• _What is required_
One figure is the whole answer: the number of lines below that contain the word "rdflib".

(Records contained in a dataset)

PR #474, opened 2016-12-22
fixes issue where requesting a different format of a jsonld resource crashed the server

ryankeener:
When setting the accept header to something other than `application/ld+json` for `.jsonld` resources the server would crash with the following error:

```
     Uncaught TypeError: callback is not a function
      at Object.tripleCallback [as _callback] (node_modules/rdflib/lib/parse.js:112:7)
      at Object.N3Parser._readInTopContext (node_modules/n3/lib/N3Parser.js:81:19)
      at node_modules/n3/lib/N3Parser.js:683:35
      at Object.N3Lexer._tokenizeToEnd (node_modules/n3/lib/N3Lexer.js:80:11)
      at Immediate._onImmediate (node_modules/n3/lib/N3Lexer.js:318:38)
```

Based on this comment it looks like the function signature may have changed somewhere along the way to be async?
https://github.com/linkeddata/rdflib.js/blame/master/src/parse.js#L17


dmitrizagidulin:
Thanks @ryankeener! Good catch on the callback.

• _Your response_
2